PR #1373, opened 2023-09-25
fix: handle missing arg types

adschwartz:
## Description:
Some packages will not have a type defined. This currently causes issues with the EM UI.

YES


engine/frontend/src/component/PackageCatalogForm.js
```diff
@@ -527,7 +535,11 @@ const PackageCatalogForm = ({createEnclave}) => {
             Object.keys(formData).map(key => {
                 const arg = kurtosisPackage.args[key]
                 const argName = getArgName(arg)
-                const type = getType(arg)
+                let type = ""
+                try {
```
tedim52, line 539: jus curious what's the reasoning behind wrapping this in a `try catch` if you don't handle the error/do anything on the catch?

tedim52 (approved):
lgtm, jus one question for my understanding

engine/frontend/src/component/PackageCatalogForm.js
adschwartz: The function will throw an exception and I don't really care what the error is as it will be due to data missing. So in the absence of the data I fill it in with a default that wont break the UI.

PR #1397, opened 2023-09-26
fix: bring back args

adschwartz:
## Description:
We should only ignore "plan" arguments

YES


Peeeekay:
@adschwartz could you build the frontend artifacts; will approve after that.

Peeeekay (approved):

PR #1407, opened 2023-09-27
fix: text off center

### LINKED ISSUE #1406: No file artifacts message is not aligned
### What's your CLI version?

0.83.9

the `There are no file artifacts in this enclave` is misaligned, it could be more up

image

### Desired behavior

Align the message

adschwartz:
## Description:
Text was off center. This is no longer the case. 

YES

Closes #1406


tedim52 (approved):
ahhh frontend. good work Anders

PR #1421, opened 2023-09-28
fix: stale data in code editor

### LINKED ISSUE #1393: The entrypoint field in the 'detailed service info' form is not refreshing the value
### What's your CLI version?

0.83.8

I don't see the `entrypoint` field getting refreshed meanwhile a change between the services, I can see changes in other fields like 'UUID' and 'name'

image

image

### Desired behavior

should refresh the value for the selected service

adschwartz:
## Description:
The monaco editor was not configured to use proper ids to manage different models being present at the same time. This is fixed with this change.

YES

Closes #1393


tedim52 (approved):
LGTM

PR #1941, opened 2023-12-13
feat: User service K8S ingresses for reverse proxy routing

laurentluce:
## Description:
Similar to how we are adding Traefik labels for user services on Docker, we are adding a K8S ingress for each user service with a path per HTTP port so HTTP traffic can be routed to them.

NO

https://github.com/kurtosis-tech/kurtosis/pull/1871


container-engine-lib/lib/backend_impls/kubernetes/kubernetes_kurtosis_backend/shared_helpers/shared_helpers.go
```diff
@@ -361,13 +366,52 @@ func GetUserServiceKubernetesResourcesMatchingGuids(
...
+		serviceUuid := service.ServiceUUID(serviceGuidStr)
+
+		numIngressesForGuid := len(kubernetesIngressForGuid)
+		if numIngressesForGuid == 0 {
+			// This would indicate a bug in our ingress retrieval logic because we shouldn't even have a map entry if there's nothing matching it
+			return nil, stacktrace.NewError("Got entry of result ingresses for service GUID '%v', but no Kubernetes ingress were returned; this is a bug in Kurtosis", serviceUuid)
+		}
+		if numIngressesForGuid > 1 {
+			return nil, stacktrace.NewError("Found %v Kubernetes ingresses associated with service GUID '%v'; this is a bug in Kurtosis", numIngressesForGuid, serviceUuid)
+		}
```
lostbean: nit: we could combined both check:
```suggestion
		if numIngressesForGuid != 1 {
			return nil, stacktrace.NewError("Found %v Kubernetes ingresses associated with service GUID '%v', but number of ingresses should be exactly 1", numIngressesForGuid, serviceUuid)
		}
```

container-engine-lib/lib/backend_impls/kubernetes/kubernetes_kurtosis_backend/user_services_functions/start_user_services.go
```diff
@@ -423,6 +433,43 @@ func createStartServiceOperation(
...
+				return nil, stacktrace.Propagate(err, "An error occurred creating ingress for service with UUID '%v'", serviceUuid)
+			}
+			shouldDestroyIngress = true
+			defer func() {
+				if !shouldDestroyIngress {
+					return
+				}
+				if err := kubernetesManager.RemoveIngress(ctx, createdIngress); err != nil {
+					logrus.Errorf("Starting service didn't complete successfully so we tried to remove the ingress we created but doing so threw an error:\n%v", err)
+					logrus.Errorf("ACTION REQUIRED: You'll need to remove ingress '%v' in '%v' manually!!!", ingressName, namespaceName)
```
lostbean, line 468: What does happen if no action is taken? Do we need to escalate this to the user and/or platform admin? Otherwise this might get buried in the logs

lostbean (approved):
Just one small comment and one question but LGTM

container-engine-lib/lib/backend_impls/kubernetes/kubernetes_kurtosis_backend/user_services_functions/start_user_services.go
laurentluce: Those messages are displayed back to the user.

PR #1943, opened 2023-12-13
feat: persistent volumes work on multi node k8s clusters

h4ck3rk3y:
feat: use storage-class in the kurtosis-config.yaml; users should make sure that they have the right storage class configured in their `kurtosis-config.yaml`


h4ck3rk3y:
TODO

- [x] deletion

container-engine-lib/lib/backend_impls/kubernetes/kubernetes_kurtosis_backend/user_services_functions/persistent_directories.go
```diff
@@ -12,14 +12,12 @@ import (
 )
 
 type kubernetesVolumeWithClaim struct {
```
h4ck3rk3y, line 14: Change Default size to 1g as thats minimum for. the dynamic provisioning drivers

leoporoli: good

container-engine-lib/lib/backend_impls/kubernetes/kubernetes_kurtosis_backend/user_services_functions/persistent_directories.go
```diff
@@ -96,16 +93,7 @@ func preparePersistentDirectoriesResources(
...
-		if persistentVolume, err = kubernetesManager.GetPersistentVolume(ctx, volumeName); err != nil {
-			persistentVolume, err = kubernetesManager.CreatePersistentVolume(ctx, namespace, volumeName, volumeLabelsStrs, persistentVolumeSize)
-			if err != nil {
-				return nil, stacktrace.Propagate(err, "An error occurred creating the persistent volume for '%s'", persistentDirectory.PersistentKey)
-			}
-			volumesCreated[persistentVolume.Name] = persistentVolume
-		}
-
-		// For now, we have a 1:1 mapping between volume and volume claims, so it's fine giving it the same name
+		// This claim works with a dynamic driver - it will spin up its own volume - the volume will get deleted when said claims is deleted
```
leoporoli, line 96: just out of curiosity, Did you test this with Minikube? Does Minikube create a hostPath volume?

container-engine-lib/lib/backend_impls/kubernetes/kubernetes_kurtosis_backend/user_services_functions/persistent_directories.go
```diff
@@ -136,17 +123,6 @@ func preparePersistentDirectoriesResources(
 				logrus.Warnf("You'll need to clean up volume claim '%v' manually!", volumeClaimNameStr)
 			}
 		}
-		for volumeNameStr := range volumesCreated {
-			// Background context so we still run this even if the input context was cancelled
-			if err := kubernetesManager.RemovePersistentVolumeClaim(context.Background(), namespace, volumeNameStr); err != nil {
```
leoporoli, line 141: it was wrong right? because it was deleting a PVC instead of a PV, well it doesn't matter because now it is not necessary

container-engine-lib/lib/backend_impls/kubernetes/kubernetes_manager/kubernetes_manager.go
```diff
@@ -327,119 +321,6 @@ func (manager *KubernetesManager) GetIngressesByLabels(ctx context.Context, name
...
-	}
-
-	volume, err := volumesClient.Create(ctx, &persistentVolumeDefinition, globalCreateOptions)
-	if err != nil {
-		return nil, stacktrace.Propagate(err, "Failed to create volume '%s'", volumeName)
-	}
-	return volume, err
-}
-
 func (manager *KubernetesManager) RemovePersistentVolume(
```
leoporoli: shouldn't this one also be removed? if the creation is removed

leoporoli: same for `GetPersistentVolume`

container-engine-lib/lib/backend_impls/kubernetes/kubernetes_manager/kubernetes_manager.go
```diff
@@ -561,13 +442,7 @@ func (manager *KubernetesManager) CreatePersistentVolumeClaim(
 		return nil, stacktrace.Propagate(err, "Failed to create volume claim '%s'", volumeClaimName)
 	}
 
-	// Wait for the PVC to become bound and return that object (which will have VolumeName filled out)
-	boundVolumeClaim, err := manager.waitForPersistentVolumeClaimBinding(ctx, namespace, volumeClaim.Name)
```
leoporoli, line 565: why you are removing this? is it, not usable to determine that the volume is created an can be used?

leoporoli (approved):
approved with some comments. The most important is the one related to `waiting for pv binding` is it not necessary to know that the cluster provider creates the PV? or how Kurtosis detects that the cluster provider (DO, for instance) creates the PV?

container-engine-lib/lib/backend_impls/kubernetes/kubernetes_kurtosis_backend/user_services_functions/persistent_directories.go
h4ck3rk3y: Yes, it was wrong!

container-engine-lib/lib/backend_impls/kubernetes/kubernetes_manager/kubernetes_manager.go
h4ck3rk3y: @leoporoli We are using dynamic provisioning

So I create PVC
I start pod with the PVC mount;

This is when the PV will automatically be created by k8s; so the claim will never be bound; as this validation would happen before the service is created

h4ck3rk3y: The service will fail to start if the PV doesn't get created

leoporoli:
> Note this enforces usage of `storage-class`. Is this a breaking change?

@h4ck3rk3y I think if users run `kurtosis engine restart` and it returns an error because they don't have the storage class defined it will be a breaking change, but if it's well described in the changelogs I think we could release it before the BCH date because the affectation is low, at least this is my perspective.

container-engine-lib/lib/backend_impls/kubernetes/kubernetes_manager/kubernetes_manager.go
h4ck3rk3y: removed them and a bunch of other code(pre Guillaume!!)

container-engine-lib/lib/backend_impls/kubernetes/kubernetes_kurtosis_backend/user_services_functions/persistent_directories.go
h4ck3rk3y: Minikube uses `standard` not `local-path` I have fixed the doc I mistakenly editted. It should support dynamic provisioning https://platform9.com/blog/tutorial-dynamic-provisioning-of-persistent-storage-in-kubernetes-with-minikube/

● ● ● ●

→ **INSTRUCTIONS TO FOLLOW**
Among the records, find every line holding the word "creating" and copy it.

→ **YOUR SOLUTION**
+				return nil, stacktrace.Propagate(err, "An error occurred creating ingress for service with UUID '%v'", serviceUuid)
-				return nil, stacktrace.Propagate(err, "An error occurred creating the persistent volume for '%s'", persistentDirectory.PersistentKey)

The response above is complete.